Provided records:
PR #11902, opened 2024-09-19
Utilities: Update Compression

HTRamsey:
Adds QGCZip for zipping & unzipping using built-in Qt methods
Adds unit tests
Allow finding zlib before building
code cleanup


DonLakeFlyer:
Is this gonna be used someplace though? Hate to carry around code which is never referenced.

HTRamsey:
yup, it's needed for #11795, the ardupilot terrain downloads are .zip's

DonLakeFlyer (approved):

PR #11906, opened 2024-09-19
AnalyzeView: Add Exiv2 for writing exif data

HTRamsey:
Fixes Exif Writing by adding Exiv2 dependency. This also allows much more capabilities in regards to geotagging too. Not sure whether to remove easyexif or not, at least until this has been more thoroughly tested.


DonLakeFlyer:
So readtime2 might be switched over to if testing proves it out?

HTRamsey:
> So readtime2 might be switched over to if testing proves it out?

Yeah, I can remove it now but I also intend to come back to exif stuff soon and expand a bit on it, so I can do it then too. Easyexif is just much easier to work with and is a very small lib but it only reads data.

DonLakeFlyer (approved):

DonLakeFlyer:
> but I also intend to come back to exif stuff soon and expand a bit on it

all good then

PR #11908, opened 2024-09-19
Font problems

### LINKED ISSUE #11876: OSX: qt.qpa.fonts: Populating font family aliases took 149 ms. Replace uses of missing font family "Open Sans Semibold" with one that exists to avoid this cost.
You get this on every startup

DonLakeFlyer:
* Fix #11876
* Fix incorrect usage of bold font
* Fix incorrect usage of fixed width font

There still is a problem here. But I can't find it and for now at least things that are supposed to be bold are actually bold and things that are supposed to be fixed are really fixed.
```qt.qpa.fonts: Populating font family aliases took 161 ms. Replace uses of missing font family "13" with one that exists to avoid this cost. ```


HTRamsey:
Question about the warnings one, isn't the default for all categories to silence Debug and info but output warnings and up? So it shouldn't really matter if it has a category

DonLakeFlyer:
I had forgotten about that. I'll put these back at some point then.

PR #11909, opened 2024-09-19
QtLocationPlugin: Minor Miscellaneous Improvements

HTRamsey:
- Move remaining file caching related stuff to QGeoFileTileCacheQGC to prep converting QGCMapEngine to a better threadWorker handler for  QGCCacheWorker
- Reduce total count of QNetworkAccessManager's, which each create a new thread per instance
- Translate output errors
- Network caching

### DIFF
--- a/src/QtLocationPlugin/QGeoFileTileCacheQGC.h
+++ b/src/QtLocationPlugin/QGeoFileTileCacheQGC.h
@@ -27,20 +27,31 @@ public:
     static quint32 getMaxDiskCacheSetting();
     static void cacheTile(const QString &type, int x, int y, int z, const QByteArray &image, const QString &format, qulonglong set = UINT64_MAX);
     static void cacheTile(const QString &type, const QString &hash, const QByteArray &image, const QString &format, qulonglong set = UINT64_MAX);
-    static QGCFetchTileTask* createFetchTileTask (const QString &type, int x, int y, int z);
-    static QString getCacheFilename() { return QStringLiteral("qgcMapCache.db"); }
+    static QGCFetchTileTask *createFetchTileTask(const QString &type, int x, int y, int z);
+    static QString getDatabaseFilePath() { return _databaseFilePath; }
+    static QString getCachePath() { return _cachePath; }
 
 private:
     // QString tileSpecToFilename(const QGeoTileSpec &spec, const QString &format, const QString &directory) const final;
     // QGeoTileSpec filenameToTileSpec(const QString &filename) const final;
 
+    static void _initCache();
+    static bool _wipeDirectory(const QString &dirPath);
+    static void _wipeOldCaches();
+
     static QString _getCachePath(const QVariantMap &parameters);
     static uint32_t _getMemLimit(const QVariantMap &Parameters);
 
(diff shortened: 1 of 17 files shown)


src/QtLocationPlugin/QGeoFileTileCacheQGC.h
```diff
@@ -18,20 +18,31 @@ class QGeoFileTileCacheQGC : public QGeoFileTileCache
     static quint32 getMaxDiskCacheSetting();
     static void cacheTile(const QString &type, int x, int y, int z, const QByteArray &image, const QString &format, qulonglong set = UINT64_MAX);
     static void cacheTile(const QString &type, const QString &hash, const QByteArray &image, const QString &format, qulonglong set = UINT64_MAX);
-    static QGCFetchTileTask* createFetchTileTask (const QString &type, int x, int y, int z);
-    static QString getCacheFilename() { return QStringLiteral("qgcMapCache.db"); }
+    static QGCFetchTileTask *createFetchTileTask(const QString &type, int x, int y, int z);
+    static QString getDatabaseFilePath() { return _databaseFilePath; }
+    static QString getCachePath() { return _cachePath; }
```
bkueng, line 23: Is this guaranteed to be initialized before it's first used?

src/QtLocationPlugin/QMLControl/QGCMapEngineManager.cc
```diff
@@ -46,7 +47,7 @@ QGCMapEngineManager::QGCMapEngineManager(QObject *parent)
 
     (void) connect(getQGCMapEngine(), &QGCMapEngine::updateTotals, this, &QGCMapEngineManager::_updateTotals);
 
-   _updateDiskFreeSpace();
+    // _updateDiskFreeSpace();
```
bkueng, line 50: Why comment this?

src/QtLocationPlugin/QGeoFileTileCacheQGC.h
HTRamsey: Actually it won't even get used if I remove _updateDiskFreeSpace as mentioned in the other comment

bkueng: Ok, I'd add a comment or an assertion to make sure a future refactoring does not break this.

HTRamsey: Got it, made it so that it had to be instantiated first to provide a parameter to MapEngine & added a comment. But also MapEngine will go away soon anyways.

HTRamsey: Also just FYI the TileCacheWorker is the last major thing to do. Currently it has to service up to 3-4 maps simultaneously while doing offline map downloads, sql queries, amongst other stuff which causes significant issues if you have multiple downloads going at once. So I will turn the map engine into a thread pool worker of some kind

bkueng: Sounds good

bkueng (approved):

PR #11912, opened 2024-09-20
CMake: Move Translations Output To Own Folder

HTRamsey:
Cleans up the build dir a bit. Also includes minor fix for windows cmake


gillamkid:
this seems to have broken translation imports. I made a fix here: https://github.com/mavlink/qgroundcontrol/pull/11934

PR #11916, opened 2024-09-20
Tools: Create File Header Updater Tool

HTRamsey:
Creates a tool to update file headers

Edit: Whoops I just realized some files are a slightly different format messing this up, fixing...


DonLakeFlyer (approved):
Nice thanks

PR #11927, opened 2024-09-22
Use icon for terrain button instead of "T"

gillamkid:
# Description

Makes so the button used to expand/collapse the terrain panel has an icon instead of the letter "T"

## Sponsor

# Before
before-closed
before-expanded

# After
after-closed
after-expanded


DonLakeFlyer:
Looks good, thanks

PR #11928, opened 2024-09-22
Fix terrain chart colors

gillamkid:
# Description

When the theme was set to outdoor mode, the terrain chart's lines/labels weren't ledgible colors. This fixes that

## Sponsor

# Before
before-terrain-light

# After
after-terrain-light

### Before
before-terrain-dark
### After
after-terrain-dark


DonLakeFlyer:
Yup, thanks

PR #11929, opened 2024-09-22
CI: Create Continuous Prerelease

HTRamsey:
This should upload commits to master to a continuous release making it easy for people to download daily builds

### DIFF
--- a/.github/actions/upload/action.yml
+++ b/.github/actions/upload/action.yml
@@ -43,3 +43,11 @@ runs:
       working-directory: ${{ runner.temp }}/shadow_build_dir/${{ inputs.source }}
       run: aws s3 cp ${{ inputs.artifact_name }} s3://qgroundcontrol/latest/${{ inputs.artifact_name }} --acl public-read
       shell: bash
+
+    - name: Create Continuous Release
+      if: ${{ github.event_name != 'pull_request' && github.ref_name == 'master' && !github.event.pull_request.head.repo.fork }}
+      uses: softprops/action-gh-release@v2
+      with:
+        prerelease: true
+        files: |
+          ${{ runner.temp }}/shadow_build_dir/${{ inputs.source }}/${{ inputs.artifact_name }}


HTRamsey:
@mrpollo Thoughts on this?

mrpollo:
This should work, but we must test it as soon as possible. Unfortunately, we can't test until we merge.

By the way, I'm also using the same action package for PX4 here: https://github.com/PX4/PX4-Autopilot/pull/23703.

.github/actions/upload/action.yml
```diff
@@ -43,3 +43,11 @@ runs:
       working-directory: ${{ runner.temp }}/shadow_build_dir/${{ inputs.source }}
       run: aws s3 cp ${{ inputs.artifact_name }} s3://qgroundcontrol/latest/${{ inputs.artifact_name }} --acl public-read
       shell: bash
+
+    - name: Create Continuous Release
+      if: ${{ github.event_name != 'pull_request' && github.ref_name == 'master' && !github.event.pull_request.head.repo.fork }}
```
mrpollo, line 48: Did you test `github.ref_name = 'master'`?  sometimes `ref_name` isn't what we want

mrpollo: I would skip the fork conditional, I don't its needed

mrpollo: Are you creating a release every time you push to master? Is this the desired behavior?

HTRamsey: Rather than every commit, should it be every night/week?

DonLakeFlyer: Daily builds upload to S3 on every merge so seems like it should match that.

DonLakeFlyer (approved):

.github/actions/upload/action.yml
DonLakeFlyer: Also seems like this is way ore important on automating Stables. This just kinda duplicates the S3 thing which is referenced by the docs. I guess some people go here to get releases though.

PR #11960, opened 2024-09-28
CMake: Find all packages in root CMakeLists.txt

HTRamsey:
Apparently there is an occasional issue for some catching all dependencies if you don't find them all in the root cmakelists. Also, disable QtMultimedia receiver backend by default until it is stable.

### DIFF
--- a/CMakeLists.txt
+++ b/CMakeLists.txt
@@ -177,7 +177,10 @@ find_package(Qt6
         Xml
     OPTIONAL_COMPONENTS
         LinguistTools
+        MultimediaQuickPrivate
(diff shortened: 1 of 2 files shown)


msoos (approved):
Yay, I did a full-on delete `build`, rebuild via `cmake ..` and `make -j18` and this worked!! Nice. Can we please merge this? It's definitely needed for newest Arch, these dependencies have always been there, just hidden, and now cmake complains and refuses to build without explicitly naming them.

msoos:
Pretty please let's merge this!

PR #11969, opened 2024-10-04
Fixing channel issue with ELRS Mavlink-rc: number of channels is not set by default

msoos:
## Description 

If you are using ELRS MAVLINK setup as per: https://www.expresslrs.org/software/mavlink/ then the number of channels will never be set. Hence it will remain 0 -- even though there is clearly control data going through. This is because ELRS is not sending a full `RC_CHANNELS` packet, only channel update packets via `RC_CHANNELS_RAW`, to update the position of the values. Therefore, the number of channels is not set.

This ELRS system forwards BOTH the RC and the Mavlink on the same ELRS link. Using one TX and one RX, you get to have both Mavlink and RC. The Mavlink is forwarded via the backpack chip in the TX to the wifi. You can then connect to this wifi and QGC picks it up automatically, via zero-conf (I think! Very cool) and "just works". Which is great. But the RC doesn't SEEM to work, because the number of channels is never set.

TL;DR: `RC_CHANNELS` is never sent, only `RC_CHANNELS_RAW`, so `chancount` is never set.

## Test Steps

* Using RX ELRS 3.5.0 (release version, not experimental)
* Using TX ELRS 3.5.0 (release version, not experimental)
* Using TX ELRS Backpack 1.5.0 (release version, not experimental)
* Using SpeedyBee F405 Wing (full, not mini) board, Serial 1 connected to ELRS receiver, set up as per: https://www.expresslrs.org/software/mavlink/

We get connectivity of Mavlink forwarded via ELRS + backpack in the TX via WiFi, however, the radio channels cannot be calibrated, and it cannot arm, because the number of channels is seen as 0. With this fix, calibration works and the craft can be armed.

## How to Reproduce
Connect as per above. Observe that calibration is not possible, the QGC says there is no controller connected.

Checklist:
----------

Related Issue
-----------

### DIFF
--- a/src/Vehicle/Vehicle.cc
+++ b/src/Vehicle/Vehicle.cc
@@ -1452,6 +1452,16 @@ void Vehicle::_handleRCChannels(mavlink_message_t& message)
     };
     int pwmValues[QGCMAVLink::maxRcChannels];
 
+    // Below is a hack that's needed by ELRS
+    // ELRS is not sending a full RC_CHANNELS packet, only channel update
+    // packets via RC_CHANNELS_RAW, to update the position of the values.
+    // Therefore, the number of channels is not set.
+    if (channels.chancount == 0) {
+        for(const auto& channelValue : _rgChannelvalues) {
+            if (*channelValue != UINT16_MAX) channels.chancount++;
+        }
+    }
+
     for (int i=0; i<QGCMAVLink::maxRcChannels; i++) {
         uint16_t channelValue = *_rgChannelvalues[i];
 
--- a/src/AutoPilotPlugins/Common/RadioComponentController.cc
+++ b/src/AutoPilotPlugins/Common/RadioComponentController.cc
@@ -180,6 +180,16 @@ void RadioComponentController::_setupCurrentState(void)
 /// Connected to Vehicle::rcChannelsChanged signal
 void RadioComponentController::_rcChannelsChanged(int channelCount, int pwmValues[QGCMAVLink::maxRcChannels])
 {
+    // Below is a hack that's needed by ELRS
+    // ELRS is not sending a full RC_CHANNELS packet, only channel update
+    // packets via RC_CHANNELS_RAW, to update the position of the values.
+    // Therefore, the number of channels is not set.
+    if (channelCount == 0) {
+        for (int channel=0; channel<16; channel++) {
+            if (pwmValues[channel] != INT16_MAX) channelCount++;
+        }
+    }
+
     for (int channel=0; channel<channelCount; channel++) {
         int channelValue = pwmValues[channel];
 


DonLakeFlyer:
This seems like a bad hack which goes against mavlink spec. Why can't whatever this system is be fixed to respect the mavlink spec?

https://github.com/mavlink/qgroundcontrol/blob/master/src/FirmwarePlugin/PX4/PX4ParameterMetaData.cc#L78. 

RC_CHANNEL.channel_count - Total number of RC channels being received. This can be larger than 18, indicating that more channels are available but not given in this message. This value should be 0 when no RC channels are available.

msoos:
Thanks for the response @DonLakeFlyer ! It turns out, they send `RC_CHANNELS_OVERRIDE` messages only (not _RAW). Does that change your mind regarding what should be done here?

DonLakeFlyer:
Hmm, that certainly is a mess. 

I could live with this:
* If RC_CHANNEL.channel_count == 0 then look at the individual chan*_raw values. Count up the number of ones which are not UINT16_MAX. That should be the channel count.
* Comment all this as being a hack to support ELRS (refer to issue below in the comment)
* Create an Issue about all of this with a note to remove it once ELRS is fixed to be correct to mavlink spec

That would work?

DonLakeFlyer:
Any updates on this?

msoos:
@DonLakeFlyer Yes, let me do this. Sorry for the delay.

msoos:
Hi @DonLakeFlyer ,

Can you please check the PR now? It now has your requirements implemented. I checked, it works well. Please merge if you think it's good :)

Thanks,

Mate

src/Vehicle/Vehicle.cc
```diff
@@ -1452,6 +1452,17 @@ void Vehicle::_handleRCChannels(mavlink_message_t& message)
     };
     int pwmValues[QGCMAVLink::maxRcChannels];
 
+    // Below is a hack that's needed by ELRS
+    // ELRS is not sending a full RC_CHANNELS packet, only channel update
+    // packets via RC_CHANNELS_RAW, to update the position of the values.
+    // Therefore, the number of channels is not set.
+    if (channels.chancount == 0) {
+        uint8_t num_non_uint16_max = 0;
```
DonLakeFlyer, line 1460: Can you remove this. It isn't used.

DonLakeFlyer (changes requested):

src/Vehicle/Vehicle.cc
msoos: OOps, yes, fixed! Sorry.

DonLakeFlyer:
All looks good now. Can you squash down to a single commit. Then once the rebuild finishes I'll merge.

msoos:
Nice, thank you so much! I just squashed :) Let me know how it goes :) Thanks so much,

Mate

DonLakeFlyer:
@msoos Thanks for fixing this

msoos:
Thanks so much for merging!

PR #14682, opened 2026-07-22
test(geo): pin zero-distance destination and self geodesic length

Bartok9:
## Summary
Asserts `geodesicDestination(..., 0)` returns the start point and `geodesicDistance` to self is zero (including elevated alt that must not affect horizontal geodesics).

AI-assisted; human-reviewed. Tests only. No flight safety path edits.

## Test plan
- [x] GeoTest slots only
- [ ] CI

Claim: bartok
Operator: bartok
Campaign: aerial-drone


DonLakeFlyer:

PR #14683, opened 2026-07-22
test(memory): cover secureZero one-byte wipe and cleared size

Bartok9:
## Summary
Pins one-byte `secureZero` and confirms `QByteArray` wipe ends at `size() == 0` so callers cannot reuse a cleared buffer as still sized.

## Test plan
- [x] SecureMemoryTest only
- [ ] CI

Claim: bartok
Operator: bartok
Campaign: aerial-drone


DonLakeFlyer:

PR #14689, opened 2026-07-22
test(cli): pin normalizeArgs empty-colon and mixed options

Bartok9:
## Summary

- Pin `normalizeArgs` behavior for empty `--option:` values (drop blank token) and mixed colon + plain flags.

## Motivation

The unittest-build normalizer intentionally injects an empty arg for bare `--unittest`, but general `--logging:` style empty values must **not** inject a blank token. Locking both alone and in a mixedargv keeps boot option parsing stable.

## Verification

- Extends `QGCCommandLineParserTest` pure-function layer (no process exit paths).
- Tests only; no product code changes.

---

**Agent-Owner:** `sera` · **Platform:** hermes · **Claim-TTL:** 24h


DonLakeFlyer:

Bartok9:
I understand, not trying to create churn. But I totally get it. I'll stop my agent from anything automatically here, without my full review first. All good. Thanks! (Hope you're having a great day)

PR #14705, opened 2026-07-23
fix(params): improve feedback when loading parameter files

### LINKED ISSUE #14704: Parameter file load reports "no differences" for dynamically generated ArduPilot helicopter parameters

- [x] Yes, I've tested on the latest release

### Description

When loading a .params file for an ArduPilot helicopter (FRAME_CLASS=11, Heli_Dual), QGC reports "There are no differences between the file loaded and the current settings on the Vehicle" but parameters are NOT actually updated.

This appears related to #14346 but that issue was closed as not reproducible. The difference here is that **helicopter parameters (H_*) are dynamically generated** by ArduPilot only after FRAME_CLASS is set to 6 (Heli) or 11 (Heli_Dual) and the vehicle reboots. This creates a specific failure scenario:

1. QGC may cache the parameter list from initial connection (before H_* params exist)
2. After reboot, if QGC begins parameter comparison before the full parameter list is retrieved, H_* parameters may be skipped
3. The comparison logic may not handle parameters that exist on the vehicle but were loaded after initial connection

### Steps to Reproduce

1. Flash ArduCopter 4.7.0 SimOnHardWare firmware to Cube Orange+
2. Connect via USB to QGC 5.0
3. Set FRAME_CLASS = 11 (Heli_Dual)
4. Reboot vehicle
5. Verify H_* parameters are visible (H_DUAL_MODE, H_RSC_MODE, etc.)
6. Go to Vehicle Setup > Parameters > Tools > Load from file
7. Select a .params file containing H_* parameters with values different from defaults
8. Observe "no differences" message
9. Check individual parameters, they have NOT been updated

### Evidence from Log Analysis

| Parameter | Value on Cube | Value in File |
|-----------|---------------|---------------|
| H_RSC_MODE | 1 | 3 |
| ARMING_SKIPCHK | 64 | 80 |
| FS_THR_ENABLE | 1 | 0 |
| FS_GCS_ENABLE | 1 | 0 |
| EK3_SRC1_YAW | 0 | 8 |
| H_CYC_MAX | 2500 | 7.0 |

All parameters had to be set manually one by one.

### Expected Behavior

Parameters in the file should be compared against vehicle values and updated where different. A summary should show how many parameters were updated vs skipped.

### Actual Behavior

"No differences" message appears, but parameters remain at default values.

### Platform

macOS

### Flight Stack

ArduPilot

### System Information

- QGC Version: 5.0 (macOS)
- OS: macOS 15.x
- Firmware: ArduCopter V4.7.0 CubeOrange+SimOnHW
- Frame: Heli_Dual (FRAME_CLASS=11)

### Root Cause Hypothesis

The `loadFromFile` function likely compares parameter names against the vehicle's current parameter set. If QGC caches the parameter list from initial connection (before FRAME_CLASS change and reboot), it may not see the newly available H_* parameters even after they become visible in the parameter editor.

Alternatively, there may be a race condition where after reboot, QGC begins parameter comparison before the full parameter list is retrieved from the vehicle.

### Proposed Fix

1. Before comparing, trigger a full parameter refresh from vehicle
2. Track count of parameters in file vs parameters successfully matched
3. Show message: "Loaded X of Y parameters. Z parameters not found on vehicle."
4. List skipped parameters in a dialog or log

### Related Issues

- #14346 (same symptom, closed as not reproducible, tested with non dynamic params)
- #4154 (partial load status feedback)
- #10438 (unable to write params to new controller)

thehalvo:
## Summary

- Improve user feedback when loading parameter files to clearly indicate what happened
- Add debug logging for parameter comparison to aid troubleshooting

## Problem

When loading a .params file, QGC reports "no differences" even when:
- Parameters exist in file but not on vehicle
- All parameters already match vehicle settings

This is particularly problematic for ArduPilot helicopters where H_* parameters only exist after setting FRAME_CLASS and rebooting. Users see "no differences" but have no indication of why parameters weren't loaded.

## Solution

- Track count of parsed, changed, unchanged, and missing parameters
- Show specific feedback message based on what happened:
  - "The following parameters differ..." when changes are found
  - "All X parameters already match vehicle settings" when no changes needed
  - "No differences found. X parameters not found on vehicle" when params missing
- Add debug logging showing each parameter comparison for troubleshooting

## Testing

- [x] Tested with ArduPilot helicopter params after FRAME_CLASS change
- [x] Verified feedback messages are accurate
- [x] Build succeeds on macOS

## Related Issues

Fixes #14704

### DIFF
--- a/src/QmlControls/ParameterDiffDialog.qml
+++ b/src/QmlControls/ParameterDiffDialog.qml
@@ -23,9 +23,17 @@ QGCPopupDialog {
         QGCLabel {
             Layout.preferredWidth:  mainGrid.visible ? mainGrid.width : ScreenTools.defaultFontPixelWidth * 40
             wrapMode:               Text.WordWrap
-            text:                   paramController.diffList.count ?
-                                        qsTr("The following parameters from the loaded file differ from what is currently set on the Vehicle. Click 'Ok' to update them on the Vehicle.") :
-                                        qsTr("There are no differences between the file loaded and the current settings on the Vehicle.")
+            text:                   {
+                if (paramController.diffList.count > 0) {
+                    return qsTr("The following parameters from the loaded file differ from what is currently set on the Vehicle. Click 'Ok' to update them on the Vehicle.")
+                } else if (paramController.diffMissingCount > 0) {
+                    return qsTr("No differences found. %1 parameters from the file were not found on the vehicle (see console log for details).").arg(paramController.diffMissingCount)
+                } else if (paramController.diffUnchangedCount > 0) {
+                    return qsTr("All %1 parameters in the file already match the vehicle settings.").arg(paramController.diffUnchangedCount)
+                } else {
+                    return qsTr("There are no differences between the file loaded and the current settings on the Vehicle.")
+                }
+            }
         }
 
         GridLayout {
--- a/src/QmlControls/ParameterEditorController.cc
+++ b/src/QmlControls/ParameterEditorController.cc
@@ -363,10 +363,15 @@ void ParameterEditorController::clearDiff(void)
     _diffList.clearAndDeleteContents();
     _diffOtherVehicle = false;
     _diffMultipleComponents = false;
+    _diffUnchangedCount = 0;
+    _diffParsedCount = 0;
     _diffMissingParams.clear();
 
     emit diffOtherVehicleChanged(_diffOtherVehicle);
     emit diffMultipleComponentsChanged(_diffMultipleComponents);
+    emit diffUnchangedCountChanged(_diffUnchangedCount);
+    emit diffMissingCountChanged(0);
+    emit diffParsedCountChanged(_diffParsedCount);
 }
 
 void ParameterEditorController::sendDiff(void)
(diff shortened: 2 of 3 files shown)


DonLakeFlyer:
Does this handle the case of some params differ and are on vehicle and some params are not currently seen?

Also what happens when it gets params which it doesn't currently have differs by file format:
* QGC format - the param updates are still sent to the vehicle
* MP format - the param updates are not sent to the vehicle

For the QGC format case I think the user should still have the option to de-select them from being updated

DonLakeFlyer:
> Does this handle the case of some params differ and are on vehicle and some params are not currently seen?
> 
> Also what happens when it gets params which it doesn't currently have differs by file format:
> 
> * QGC format - the param updates are still sent to the vehicle
> * MP format - the param updates are not sent to the vehicle
> 
> For the QGC format case I think the user should still have the option to de-select them from being updated

All of that said, if you want I can take over the pull from here if you like. I want to also add comprehensive unit testing for all these cases as well which can be a PITA.

Thanks so much for your help

DonLakeFlyer:
@thehalvo FYI: Thanks for this. I'm going to take this over so I can rework the UI and UTs to match what I'm looking for.

DonLakeFlyer:
Thanks @thehalvo for kicking off the work on improving parameter file load feedback! This has been superseded by #14717, which builds on the same idea with a full diff/review dialog. Closing in favor of that PR.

Aim of the task: Find the string "upload" in the material above. Then copy each line that has it.

Expected answer:
This should upload commits to master to a continuous release making it easy for people to download daily builds
--- a/.github/actions/upload/action.yml
+++ b/.github/actions/upload/action.yml
.github/actions/upload/action.yml
DonLakeFlyer: Daily builds upload to S3 on every merge so seems like it should match that.
.github/actions/upload/action.yml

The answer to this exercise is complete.